• THE PROBLEM:
Every line of the entries below from the one containing "PR #71, opened 2020-07-18" to the one containing "Seems sensible. Thanks!", both ends included, must be written out exactly. No other line belongs in the answer.

(Dataset entries)
──────

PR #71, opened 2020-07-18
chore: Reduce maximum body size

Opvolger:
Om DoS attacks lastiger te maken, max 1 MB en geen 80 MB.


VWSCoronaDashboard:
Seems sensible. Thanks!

──────

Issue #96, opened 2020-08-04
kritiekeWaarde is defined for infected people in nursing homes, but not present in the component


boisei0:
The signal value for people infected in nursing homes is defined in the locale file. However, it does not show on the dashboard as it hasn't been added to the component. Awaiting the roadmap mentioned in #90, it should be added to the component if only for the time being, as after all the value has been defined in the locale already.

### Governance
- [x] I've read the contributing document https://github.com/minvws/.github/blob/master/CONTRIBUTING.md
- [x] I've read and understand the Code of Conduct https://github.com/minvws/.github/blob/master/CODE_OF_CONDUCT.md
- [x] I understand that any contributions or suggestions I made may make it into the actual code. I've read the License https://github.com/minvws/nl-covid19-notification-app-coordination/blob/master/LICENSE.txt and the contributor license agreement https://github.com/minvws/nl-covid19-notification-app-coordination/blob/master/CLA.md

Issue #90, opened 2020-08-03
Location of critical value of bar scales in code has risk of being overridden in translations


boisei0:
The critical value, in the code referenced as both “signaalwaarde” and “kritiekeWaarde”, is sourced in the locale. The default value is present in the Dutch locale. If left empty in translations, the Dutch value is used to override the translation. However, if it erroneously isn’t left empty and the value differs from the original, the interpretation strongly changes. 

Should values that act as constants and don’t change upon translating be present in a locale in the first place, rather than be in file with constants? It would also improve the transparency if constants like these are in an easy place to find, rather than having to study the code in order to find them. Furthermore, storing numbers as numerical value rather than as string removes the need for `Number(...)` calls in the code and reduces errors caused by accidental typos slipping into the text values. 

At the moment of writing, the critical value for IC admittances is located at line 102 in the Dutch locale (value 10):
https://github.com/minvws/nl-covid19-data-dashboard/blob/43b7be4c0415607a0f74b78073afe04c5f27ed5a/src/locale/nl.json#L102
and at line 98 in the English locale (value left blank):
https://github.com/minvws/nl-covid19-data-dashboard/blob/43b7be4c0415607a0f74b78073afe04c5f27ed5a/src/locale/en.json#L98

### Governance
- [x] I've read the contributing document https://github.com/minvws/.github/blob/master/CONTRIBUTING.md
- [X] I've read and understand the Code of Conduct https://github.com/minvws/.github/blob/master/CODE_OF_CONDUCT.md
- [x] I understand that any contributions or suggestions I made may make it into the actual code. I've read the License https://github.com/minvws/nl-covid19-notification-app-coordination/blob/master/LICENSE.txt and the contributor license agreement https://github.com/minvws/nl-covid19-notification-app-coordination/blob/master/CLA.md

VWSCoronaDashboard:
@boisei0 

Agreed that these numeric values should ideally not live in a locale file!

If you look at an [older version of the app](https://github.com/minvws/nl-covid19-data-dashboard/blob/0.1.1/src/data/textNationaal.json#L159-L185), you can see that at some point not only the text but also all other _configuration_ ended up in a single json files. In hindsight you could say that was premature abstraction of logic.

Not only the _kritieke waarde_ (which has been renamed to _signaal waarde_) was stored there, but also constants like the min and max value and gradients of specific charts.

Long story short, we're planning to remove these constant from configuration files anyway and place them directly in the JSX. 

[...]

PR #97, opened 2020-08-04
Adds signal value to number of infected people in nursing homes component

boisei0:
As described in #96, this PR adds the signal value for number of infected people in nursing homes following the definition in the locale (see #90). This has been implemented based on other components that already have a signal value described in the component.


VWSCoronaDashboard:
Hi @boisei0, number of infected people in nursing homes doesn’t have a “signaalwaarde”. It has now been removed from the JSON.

──────

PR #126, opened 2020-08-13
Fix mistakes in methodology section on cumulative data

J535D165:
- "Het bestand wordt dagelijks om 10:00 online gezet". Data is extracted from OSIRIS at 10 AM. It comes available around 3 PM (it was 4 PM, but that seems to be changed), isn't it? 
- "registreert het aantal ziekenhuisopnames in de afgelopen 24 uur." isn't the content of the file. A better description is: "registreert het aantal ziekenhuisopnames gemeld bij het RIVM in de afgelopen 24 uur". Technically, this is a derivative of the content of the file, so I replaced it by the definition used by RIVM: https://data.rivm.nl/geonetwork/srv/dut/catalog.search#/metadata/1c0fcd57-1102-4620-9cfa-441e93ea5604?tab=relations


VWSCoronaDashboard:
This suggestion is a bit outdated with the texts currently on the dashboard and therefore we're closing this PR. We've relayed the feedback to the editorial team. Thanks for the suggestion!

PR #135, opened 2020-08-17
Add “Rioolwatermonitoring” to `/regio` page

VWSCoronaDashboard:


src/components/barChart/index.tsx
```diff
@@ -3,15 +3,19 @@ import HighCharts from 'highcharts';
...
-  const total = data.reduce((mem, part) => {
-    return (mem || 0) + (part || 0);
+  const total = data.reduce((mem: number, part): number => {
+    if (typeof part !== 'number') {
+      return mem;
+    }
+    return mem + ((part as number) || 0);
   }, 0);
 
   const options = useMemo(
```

──────

• ANSWER FOR THIS EXERCISE:
PR #71, opened 2020-07-18
chore: Reduce maximum body size

Opvolger:
Om DoS attacks lastiger te maken, max 1 MB en geen 80 MB.


VWSCoronaDashboard:
Seems sensible. Thanks!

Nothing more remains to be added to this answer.